My Mom was always the one who could make me cry. When I was pregnant with my first child and the doctor told me to go home, pack, and come back, because he was going to deliver the baby that day, I stayed fairly composed...until I called my Mom. As soon as I heard her voice, the tears came. Why? Because there's a bond there that breaks down any walls.

As an adult woman who has been married for almost 19 years and now has 4 kids of my own, (the oldest being a teenager now) my Mom is still one of my best friends. If I'm sick I still want her to bring me 7-up and crackers, if I've had a bad day, talking to her always makes it better, and the awesome thing is...she feels the exact same way about her Mom.
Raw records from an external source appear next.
PR #5373, opened 2023-01-26
feat: add open_as expression

mlutze:
related to #5229

### DIFF
--- a/main/src/ca/uwaterloo/flix/language/phase/inference/RestrictableChooseInference.scala
+++ b/main/src/ca/uwaterloo/flix/language/phase/inference/RestrictableChooseInference.scala
@@ -319,7 +319,14 @@ object RestrictableChooseInference {
   }
 
   /**
-    * Performs type inference on the given OpenAs expression
+    * Performs type inference on the given OpenAs expression.
+    *
+    * `OpenAs X e` requires that `e` have the type X[s] for some s
+    * The result type of the expression is X[s + φ] for some free φ
+    *
+    *         Γ ⊢ e : X[s][α1 ... αn]
+    * -------------------------------------
+    * Γ ⊢ open_as X e : X[s + φ][α1 ... αn]
     */
   def inferOpenAs(exp0: KindedAst.Expression.OpenAs, root: KindedAst.Root)(implicit flix: Flix): InferMonad[(List[Ast.TypeConstraint], Type, Type, Type)] = exp0 match {
     case KindedAst.Expression.OpenAs(sym, exp, tvar, loc) =>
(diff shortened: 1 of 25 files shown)


magnus-madsen:
Can we merge `Open` and `OpenAs`?

main/src/ca/uwaterloo/flix/language/phase/inference/RestrictableChooseInference.scala
```diff
@@ -318,6 +318,41 @@ object RestrictableChooseInference {
       } yield (constrs, tpe, pur, eff)
   }
 
+  /**
+    * Performs type inference on the given OpenAs expression
+    */
+  def inferOpenAs(exp0: KindedAst.Expression.OpenAs, root: KindedAst.Root)(implicit flix: Flix): InferMonad[(List[Ast.TypeConstraint], Type, Type, Type)] = exp0 match {
```
magnus-madsen, line 324: I think we need some more documentation on all the return types.

JonathanStarup:
> Can we merge `Open` and `OpenAs`?

I think we need to remove the choose* body check before we remove the old open

mlutze:
> Can we merge `Open` and `OpenAs`?

It's a bit annoying to write `open_as Red Red` though

mlutze:
> > Can we merge `Open` and `OpenAs`?
> 
> It's a bit annoying to write `open_as Red Red` though

Maybe the syntax could be `open X [as Y]` where the Y part is required if X is not a tag

magnus-madsen:
> > > Can we merge `Open` and `OpenAs`?
> > 
> > 
> > It's a bit annoying to write `open_as Red Red` though
> 
> Maybe the syntax could be `open X [as Y]` where the Y part is required if X is not a tag

Lets do that and then I can merge.

JonathanStarup:
> > Can we merge `Open` and `OpenAs`?
> 
> It's a bit annoying to write `open_as Red Red` though

open_as Color Red

mlutze:
> > > Can we merge `Open` and `OpenAs`?
> > 
> > 
> > It's a bit annoying to write `open_as Red Red` though
> 
> `open_as Color Red`?

Good point. Still annoying though.

mlutze:
It looks like we need both of them. I tried removing `open` and replacing it with the `open_as` construct. This is the result:

```
-- Type Error -------------------------------------------------- main/test/flix/Test.Exp.Choose.Recursive.flix

>> Unable to unify the Boolean formulas: '{Cst} + c0' and '{Not}'.

67 |         let cstOrNot = if (true) open Expr.Cst(true) else open Expr.Not(open Expr.Cst(true));
                                                                    ^^^^^^^^^^^^^^^^^^^^^^^^^^^^^
                                                                    mismatched boolean formulas.

Type One: {Cst} + c0
Type Two: {Not}
```

The issue is that previously, `open` applied specifically to the `Expr.Not` tag, opening its index both for input and output. With `open_as`, only the output is opened.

One of the passions in my life is to be a great Mom. My kids mean the world to me, and I would do just about anything for them. When it comes to my kids, I can be mean, but nobody else better be or they'll see the bear rise up in me. (LOL, I'm kidding...somewhat) They have wonderful people who pour into their life, like pastors, coaches, teachers, etc...but nothing compares to Mom. That's something I would never change.

In the long seasons of raising your kids, whether they're newborns not sleeping through the night, potty training, teenagers, etc. , never forget there is no greater joy then being a Mom. Those hard times will be passed up by the meaningful times. When they're older, maybe they can say the same thing about you that I say to my Mom...I love you, you mean the world to me, and your love has shown no bounds.

Thursday, January 13, 2011

Don't Let Things go Unattended

Have you ever had a situation that you didn't really want to face? In your mind you succeeded in tricking yourself that if you ignore the problem it will just go away. Recently that happened to me. Infact, I'm in the middle of it right now. Before I tell you about it, let me just say one thing. If there's something in your life that you know needs to be dealt with, just do it. It might not be fun, it might even be painful, but in the end it's worth it.

A couple of years ago I had 2 root canals done on my back teeth. Not the ideal way to spend time or money, but I was happy, because the pain had become unbearable. The price was almost $2000 to get it done, and I was under the impression that it was for the entire procedure...getting new caps and all. So, when I called to make the appointment for the caps to get done, they said it was going to be around another $2000. I don't know about you, but coming up with an extra $4000 for teeth isn't easy. So, instead of getting them done, I let it go. Afterall, the pain was gone, and though it was pretty inconvenient when the temporary filling fell out, I still left it unattended. That was about a year and a half ago.

Over that period of time, I could tell they were in really bad shape. One ended up falling out, but never healing correctly, and the other just wasn't right at all. About 3 weeks ago I could tell something was going on with them because it started getting a little painful again. Then on Tuesday night, last week, I looked and they had abcessed. On Friday, I ended up at the Ortho Surgeon, and had both removed permanently.

Why am I sharing this? It's pretty gross, pretty personal, not many people want to hear about infected teeth...but, I share this because in many areas of our life we think if we ignore it, it will just fix it self or go away completely. That usually isn't the case. Whether it's in a marriage, raising kids, our health, our careers, our relationship with God, etc. leaving things unattended is never the answer. Sometimes we do just enough to make the pain go away, but never go as far as we need to, to resolve it totally.

This has made me think, and I am determining to look at every area in my life, and ask the Lord, "What am I not wanting to deal with? What have I let go?" I don't want to wait until the infection is so bad, that "emergency surgery" has to be done. What about you?